Why Relying on LLMs for Code Can Be a Security Nightmare
I wanted to quickly highlight something I have noticed in multiple cases but this time let me explain with a real example.
When code is written purely using LLMs (vibe coded) security often takes a back seat.
LLMs work on data and most of what is available at training time (essentially scraping the internet) is NOT “secure by default” A lot of examples floating around online are meant to demonstrate functionality not teach security best practices. When those patterns are blindly reused or auto generated by an LLM the same insecure logic ends up in production code.
This is NOT my first time stumbling across such issues. Some time ago, I found a bug in Coinbase’s x402 pay-per-view example code (not in the core library itself, just the example). When I reported it through HackerOne, it was marked as informational—since the problem was only in the sample code. That experience stuck with me because it shows that even official documentation can contain insecure examples. If developers copy paste blindly, those vulnerabilities end up in live apps even when the code is not generated using LLM.
And that’s the point: security issues in example code are not new. But with LLMs the problem scales faster, because LLMs often mimic those same insecure patterns.
Now, let me share a live example I came across recently.
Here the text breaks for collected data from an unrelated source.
PR #1416, opened 2023-04-24
feat(idempotency): implement IdempotencyHandler

### LINKED ISSUE #1303: Feature request: implement `IdempotencyHandler`
### Use case

All the usages of the Idempotency utility described in #447 share most of their internal logic. This is because in all cases, there are some actions to be taken before and after the function being made idempotent.

For this reason the logic that handles idempotency can be extracted in its own class and reused across all access patterns. This class should be called `IdempotencyHandler`.

Note that there's already an initial basic implementation of the class under `packages/idempotency/src`. As a part of this issue, the resolver should revisit this function and align the implementation with the [version seen in Powertools for Python](https://github.com/awslabs/aws-lambda-powertools-python/blob/develop/aws_lambda_powertools/utilities/idempotency/base.py#L43).

### Solution/User Experience

Users should not use this class directly. The class will be used under the hood by the decorator, Middy middleware, and wrapper function.

### Alternative solutions

_No response_

### Acknowledgment

- [ ] Should this be considered in other Lambda Powertools languages? i.e. [Python](https://github.com/awslabs/aws-lambda-powertools-python/), [Java](https://github.com/awslabs/aws-lambda-powertools-java/)

am29d:
This is a small PR for the #1303 implementation. Most of the `IdempotencyHandler` was already implemented and aligned with decorator and function wrapper. In addition, I have added a try mechanism to mitigate rare race conditions error, similar to python implementation. 

### Related issues, RFCs

**Issue number:** closes #1303 

## Checklist

### Breaking change checklist

---

### DIFF
--- a/packages/idempotency/src/IdempotencyHandler.ts
+++ b/packages/idempotency/src/IdempotencyHandler.ts
@@ -1,41 +1,76 @@
+import type { AnyFunctionWithRecord, IdempotencyOptions } from './types';
 import { IdempotencyRecordStatus } from './types';
-import type {
-  AnyFunctionWithRecord,
-  IdempotencyOptions,
-} from './types';
 import {
+  IdempotencyAlreadyInProgressError,
   IdempotencyInconsistentStateError,
   IdempotencyItemAlreadyExistsError,
-  IdempotencyAlreadyInProgressError,
-  IdempotencyPersistenceLayerError
+  IdempotencyPersistenceLayerError,
 } from './Exceptions';
-import { IdempotencyRecord } from './persistence/IdempotencyRecord';
+import { IdempotencyRecord } from './persistence';
 
 export class IdempotencyHandler<U> {
   public constructor(
     private functionToMakeIdempotent: AnyFunctionWithRecord<U>,
-    private functionPayloadToBeHashed: Record<string, unknown>, 
+    private functionPayloadToBeHashed: Record<string, unknown>,
     private idempotencyOptions: IdempotencyOptions,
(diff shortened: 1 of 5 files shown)


packages/idempotency/src/IdempotencyHandler.ts
```diff
@@ -1,41 +1,84 @@
...
+  }
+
+  /**
+   * Main entry point for the handler
+   * IdempotencyInconsistentStateError can happen under rare but expected cases
+   * when persistent state changes in the small time between put & get requests.
+   * In most cases we can retry successfully on this exception.
+   */
+  // eslint-disable-next-line @typescript-eslint/ban-ts-comment
+  // @ts-ignore
```
dreamorosi, line 56: Before we merge, can we fix this return type and remove the comment?

Based on what I see, we either need to change the return type to `Promise<U | undefined>` or make sure that the function returns something in the `catch` block when the `if` statement is skipped.

dreamorosi (commented):
Looking good, I just would like to address one return type and remove a `ts-ignore` before merging

packages/idempotency/src/IdempotencyHandler.ts
am29d: Hmm this is  weird construct we have there. Adding `undefined` to the Promise would leak it further to `makeIdempotentFunction` and also higher to the user api, which I'd like to avoid. TS complains about missing return statement outside of the for-loop. But adding a statement makes it impossible to test, because this return statement is unreachable. I have added a throw with coverage ignore.

dreamorosi (approved):

Issue #447, opened 2022-01-10
RFC: idempotency utility


walmsles:
## Description of the feature request

**Problem statement**
Idempotency is a core Cloud issue that needs a solution to enable stable, fault-tolerant systems that can be affected by repeated transactions.  A true idempotency solution as a utility for Powertools would be really useful for this project based on the function/features of the existing AWS Lambda Powertools for python

**Summary of the feature**
Link to Python Lambda Powertools documentation as a good example to follow: https://awslabs.github.io/aws-lambda-powertools-python/latest/utilities/idempotency

**Benefits for you and the wider AWS community**
Supply a good idempotent solution "Out of the Box" with Powertools for Typescript developers.

**Describe alternatives you've considered**
Looked at this: [https://www.npmjs.com/package/middy-idempotent](https://www.npmjs.com/package/middy-idempotent) but relies on redis for storage and the Idempotent Key generation is not ideal and looks like it will be problematic.

**Additional context**
https://awslabs.github.io/aws-lambda-powertools-python/latest/utilities/idempotency/

### Related issues, RFCs

None.

dreamorosi:
Hi @walmsles thank you for the request. Feature parity with the Python version is definitely something that we have on our radars. Middy-compliant middlewares are only one of the usages that we want to cover at this stage (with the others being Class method decorators & manual instrumentation) so the feature deserves a closer look.
Please give us some time to discuss this internally.

ijemmy:
Hi everyone, here is a design proposal. Would appreciate your comments on this (especially around the **Utility interface** as it's different from Python and Java which have no constraint on decorator usage.) 

## Design proposal (Request for comments)

### 1. Summary
The goal of this document is to propose the scope and design of Idempotency utility for Powertools for TypeScript. The utility has been implemented in the Python and Java version. We will use the current [Python implementation](https://awslabs.github.io/aws-lambda-powertools-python/latest/utilities/idempotency/) (https://awslabs.github.io/aws-lambda-powertools-python/latest/utilities/idempotency/) as a baseline, and describe only the differences we will make in TypeScript. Anything not discussed here will be the same as in Python version.

This RFC assumes that you are familiar with Python’s implementation. If you aren’t, please check [the documentation of Python Idempotency utility](https://awslabs.github.io/aws-lambda-powertools-python/latest/utilities/idempotency/) (https://awslabs.github.io/aws-lambda-powertools-python/latest/utilities/idempotency/) first.

[...]

PR #1442, opened 2023-05-11
test(idempotency): add e2e tests for idempotency

am29d:

This PR introduces e2e tests for idempotency using decorator and function wrapper. Several changes were also introduced to the interface and options type, here is the breakdown. 

### `IdempotencyOptions`

First, we have unwrapped the options object before passing it to the `IdempotencyHandler`, this helps to keep it generic and decide which parameters we should pass from decorator or wrapper. We also expanded the type to contain `dataKeywordArgument` and `config` as optional parameters. This enables us to apply decorator to lambda handler or any other method. In addition, we can use the same interface for decorator and wrapper. 

### Test cases

The test cases should help to test basic functionality. We have much more possible tests with permutations of input, config, persistence layer options and sdk options. Not all of them are covered yet and I suggest to use the beta phase to add more tests down the road. The current test cases are:

* decorator
  * call method twice sequentially, the response value is in ddb
  * call method twice parallel, the response value is in ddb and we got one error during second call
  * call method once with custom persistence layer options
  * call method that fails, there is no ddb entry
  * call method with keyword argument with two different key/value pairs, the response values are in ddb
* wrapper
  * call method twice sequentially, the response value is in ddb 
  * call method with custom persistence layer options

### Related issues, RFCs

**Issue number:** #447 

## Checklist

### Breaking change checklist

---


packages/idempotency/src/types/IdempotencyOptions.ts
```diff
@@ -1,9 +1,11 @@
 import type { Context } from 'aws-lambda';
 import { BasePersistenceLayer } from '../persistence/BasePersistenceLayer';
+import { IdempotencyConfig } from 'IdempotencyConfig';
 
-type IdempotencyOptions = {
-  dataKeywordArgument: string
+type IdempotentOptions = {
   persistenceStore: BasePersistenceLayer
+  dataKeywordArgument?: string
```
dreamorosi, line 7: Can we please add docstrings for each property like below? This way when someone hovers it it's clear what they are.

packages/idempotency/src/IdempotencyHandler.ts
```diff
@@ -1,25 +1,25 @@
...
 import { IdempotencyRecordStatus } from './types';
 import {
   IdempotencyAlreadyInProgressError,
   IdempotencyInconsistentStateError,
   IdempotencyItemAlreadyExistsError,
   IdempotencyPersistenceLayerError,
 } from './Exceptions';
-import { IdempotencyRecord } from './persistence';
+import { BasePersistenceLayer, IdempotencyRecord } from './persistence';
+import { IdempotencyConfig } from 'IdempotencyConfig';
```
dreamorosi, line 10:
```suggestion
import { IdempotencyConfig } from './IdempotencyConfig';
```

packages/idempotency/src/IdempotencyHandler.ts
```diff
@@ -1,25 +1,25 @@
...
 
 export class IdempotencyHandler<U> {
   public constructor(
     private functionToMakeIdempotent: AnyFunctionWithRecord<U>,
     private functionPayloadToBeHashed: Record<string, unknown>,
-    private idempotencyOptions: IdempotencyOptions,
+    private config: IdempotencyConfig,
```
dreamorosi, line 16: A few comments:
- `config` is now unused, is this right? should it be removed?
- Should we make all these arguments an object i.e. `config` like everywhere else? In JS positional arguments are hard to deal with
- Regardless of the above, I think we should change this class declaration to follow the same style as the rest of the project and have the property declared above the constructor, with the constructor actually assigning them as needed

packages/idempotency/tests/e2e/makeFunctionIdempotent.test.ts
```diff
@@ -0,0 +1,101 @@
...
+import { deployStack, destroyStack } from '../../../commons/tests/utils/cdk-cli';
+import { GetCommand, ScanCommand } from '@aws-sdk/lib-dynamodb';
+import { createIdempotencyResources } from '../helpers/idempotencyUtils';
+
+const runtime: string = process.env.RUNTIME || 'nodejs18x';
+
+if (!isValidRuntimeKey(runtime)) {
+  throw new Error(`Invalid runtime key value: ${runtime}`);
+}
+const stackName = generateUniqueName(RESOURCE_NAME_PREFIX, v4(), runtime, 'makeFnIdempotent');
```
dreamorosi, line 21: The `uuid` should be the same across the same test, so that we can identify resources related to the same test run by the prefix.

The way it is now each resource name will have its own prefix because we generate a new uuid for each name.

packages/idempotency/tests/e2e/makeFunctionIdempotent.test.ts
```diff
@@ -0,0 +1,101 @@
...
+    });
+
+  }, TEST_CASE_TIMEOUT);
+
+  test('when called with customized function wrapper, it creates ddb entry with custom attributes', async () => {
+    const payload = { records: [ { id: 1, foo: 'bar' }, { id: 2, foo: 'baq' }, { id: 3, foo: 'bar' } ] };
+    const payloadHash = createHash('md5').update('"bar"').digest('base64');
+
+    const invocationLogsCustmozed = await invokeFunction(functionNameCustom, 2, 'SEQUENTIAL', payload, false);
+    await ddb.send(new GetCommand({
```
dreamorosi, line 84: You can't/shouldn't use `await` with `.then` afterwards.

Change this (& the other occurrences) to `const data = await ddb.send(...`

packages/idempotency/tests/e2e/makeFunctionIdempotent.test.ts
```diff
@@ -0,0 +1,101 @@
...
+const makeFunctionIdepmpotentFile = 'makeFunctionIdempotent.test.FunctionCode.ts';
+
+const app = new App();
+let stack: Stack;
+
+describe('Idempotency e2e test, default settings', () => {
+  const ddb = new DynamoDBClient({ region: 'eu-west-1' });
+  stack = new Stack(app, stackName);
+
+  const functionNameDefault = generateUniqueName(RESOURCE_NAME_PREFIX, v4(), runtime, 'default');
```
dreamorosi, line 31: I'd move all these outside of the `describe` to match the other tests

packages/idempotency/tests/e2e/makeFunctionIdempotent.test.FunctionCode.ts
```diff
@@ -0,0 +1,67 @@
...
+const logger = new Logger();
+
+const processIdempotently = makeFunctionIdempotent(
+  processRecord,
+  {
+    persistenceStore: dynamoDBPersistenceLayer,
+    dataKeywordArgument: 'foo'
+  });
+
+function processRecord(record: Record<string, unknown>): string {
```
dreamorosi, line 35:
```suggestion
const processRecord = (record: Record<string, unknown>): string => {
```

packages/idempotency/tests/e2e/makeFunctionIdempotent.test.FunctionCode.ts
```diff
@@ -0,0 +1,67 @@
+import { DynamoDBPersistenceLayer } from '../../src/persistence';
+import { makeFunctionIdempotent } from '../../src/makeFunctionIdempotent';
+import { Logger } from '@aws-lambda-powertools/logger';
+import { Context } from 'aws-lambda';
+
+const IDEMPOTENCY_TABLE_NAME = process.env.IDEMPOTENCY_TABLE_NAME;
```
dreamorosi, line 6:
```suggestion
const IDEMPOTENCY_TABLE_NAME = process.env.IDEMPOTENCY_TABLE_NAME || 'table_name';
```

dreamorosi (changes requested):
Thank you for this PR and for the hard work, I can see (and I know) you've put a lot of effort into this - I appreciate it.

Overall it's looking good - I have left some comments that I'd like to discuss before moving forward.

packages/idempotency/src/types/IdempotencyOptions.ts
```diff
@@ -1,9 +1,11 @@
 import type { Context } from 'aws-lambda';
 import { BasePersistenceLayer } from '../persistence/BasePersistenceLayer';
+import { IdempotencyConfig } from 'IdempotencyConfig';
 
-type IdempotencyOptions = {
-  dataKeywordArgument: string
+type IdempotentOptions = {
```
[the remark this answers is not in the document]
am29d: Forgot to push changes yesterday. Changed to `IdempotencyConfig`.

packages/idempotency/tests/e2e/makeFunctionIdempotent.test.ts
am29d: oooh that makes sense, will adjust

packages/idempotency/tests/e2e/idempotencyDecorator.test.FunctionCode.ts
```diff
@@ -0,0 +1,95 @@
...
+    logger.info(`Got test event: ${JSON.stringify(_event)}`);
+    for (const record of _event.records) {
+      logger.info(`Processing event: ${JSON.stringify(record)}`);
+      await this.process(record);
+    }
+
+    return 'Hello World Keyword Argument';
+  }
+
+  @idempotent({ persistenceStore: dynamoDBPersistenceLayer, dataKeywordArgument: 'foo' })
```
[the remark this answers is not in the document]
am29d: I agree to introduce dedicated decorator for the handler to make the input more explicit for each case. Let's have `idempotentLambdaHandler` and `idempotentMethod` similar to the Tracer. 

> As a matter of fact, the dataKeywordArgument (at least the way I understand it in Python) refers to the name of the argument of the function that contains the data to be used for the idempotency, in this case it'd be record. Not the key (i.e. foo) in the payload.

This was [discussed in the RFC previously](https://github.com/awslabs/aws-lambda-powertools-typescript/issues/447#issuecomment-1348681945). The agreement was enforce the signature of the function wrapper to a record and use `datakeywordArgument` to decide which key/value to use for idempotency.

packages/idempotency/tests/e2e/makeFunctionIdempotent.test.FunctionCode.ts
am29d: Why should we add default?

dreamorosi: TypeScript is complaining because environment variables can be `string | undefined`. We know it's there because we created the function, but it doesn't know it.

To make it shut up we have three options:
- Add a default (we do this in all other e2e tests) so it's always a string
- Change the declaration to `process.env.IDEMPOTENCY_TABLE_NAME!` - note the exclamation mark which tells TS this value is for sure there
- Introduce some `if` statement that check whether the variable it's defined or not, and if not throw an error

Number three is verbose, number 2 would generate a warning from eslint which we'd have to suppress, so we are left with number one.

packages/idempotency/tests/e2e/idempotencyDecorator.test.FunctionCode.ts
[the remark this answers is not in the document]
dreamorosi: Okay, I'm still a bit on the fence about this and not 100% sure about the agreement that was reached in the RFC now that I understand better the Idempotency utility.

I propose this, let's put a pin on the `dataKeywordArgument` topic for now and follow the RFC, so that we don't block the development. When we are done with all the features let's try to use it in real codebases and see how the DX is, as well as hearing customer feedback. If needed we'll change it then.

dreamorosi:
You can run `npm run lint-fix -w packages/commons` from the root dir to fix all the linting stuff that popped out. I didn't think it would affect your PR as I forgot the `commons` package was touched, my bad.

packages/idempotency/src/IdempotencyHandler.ts
```diff
@@ -40,10 +40,31 @@ export class IdempotencyHandler<U> {
           `There is already an execution in progress with idempotency key: ${idempotencyRecord.idempotencyKey}`
         );
       }
-    } else {
-      // Currently recalling the method as this fulfills FR1. FR3 will address using the previously stored value https://github.com/awslabs/aws-lambda-powertools-typescript/issues/447
-      return this.functionToMakeIdempotent(this.fullFunctionPayload);
     }
+
+    return idempotencyRecord.getResponse() as U;
```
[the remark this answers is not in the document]
am29d: Ah this thing gave me a bit of headache. Imho we can't guess the return type of the function, so at this point the result will be `unknown`. What do you think?

packages/idempotency/src/types/IdempotencyOptions.ts
```diff
@@ -1,9 +1,11 @@
...
   persistenceStore: BasePersistenceLayer
+  dataKeywordArgument?: string
+  config?: IdempotencyConfig
```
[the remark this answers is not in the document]
am29d: I need to revisit this part. The config is relevant for the persistence layer, so we don't need it here at all.

packages/idempotency/tests/e2e/makeFunctionIdempotent.test.FunctionCode.ts
am29d: Interesting, I don't have the warning :) I will add a default value.

dreamorosi: image

I hope that after applying the linting/formatting repo-wide we'll have the same configs & see same warnings.

packages/idempotency/src/IdempotencyHandler.ts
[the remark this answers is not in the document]
am29d: Let's revisit this topic in a separate issue.

packages/idempotency/src/types/IdempotencyOptions.ts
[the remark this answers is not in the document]
am29d: ok nvm, we pass config to the `IdempotencyHandler` and need to configure the persistence layer within the constructor.

packages/idempotency/src/IdempotencyHandler.ts
am29d: * Need to add `persistanceStore.configure(config)` to the constructor
* Do you mean wrapping the signature into an interface `IdempotencyHandlerOptions`?
* agree

dreamorosi (approved):
Thank you for working on this, I've run the integration tests on this branch and it's passing.

I'm gonna fix the linting in a subsequent PR and also open an issue to remember ourselves to go back to the types once we are done with the main implementation.

Thank you again Alex, enjoy the weekend!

The Vulnerable App (details redacted)⌗
While browsing, I came across a JavaScript file on a site hosted on railway.com popular PaaS. The file contained this (lightly paraphrased) code:
// Form Submission Handling
const smtp_api = "https://<redacted-domain>/send-email";
const phoneNumberPattern = /^(\\+\\d{1,2}\\s?)?(\\(?\\d{3}\\)?[\\s.-]?)?\\d{3}[\\s.-]?\\d{4}$/;
function validateForm(name, email, number) {
if (!name || !email || !number) {
alert("Please fill in all required fields.");
return false;
}
return true;
}
async function submitForm(name, email, number, countryCode = '') {
const data = {
name,
email,
number,
country_code: countryCode,
company_email: "<redacted@redacted>",
project_name: "<redacted>"
};
try {
const res = await fetch(smtp_api, {
method: 'POST',
headers: { 'Content-Type': 'application/json' },
body: JSON.stringify(data)
});
if (res.ok) {
const responseData = await res.json();
alert("Successfully submitted. We'll call you.");
return true;
} else {
alert("Something went wrong");
}
} catch (error) {
alert("Something went wrong, please try again");
}
return false;
}
If you have even a basic sense of security, the problem jumps out: The entire email API endpoint and parameters are exposed in client side code. That means anyone can send arbitrary requests to the backend without using the website at all.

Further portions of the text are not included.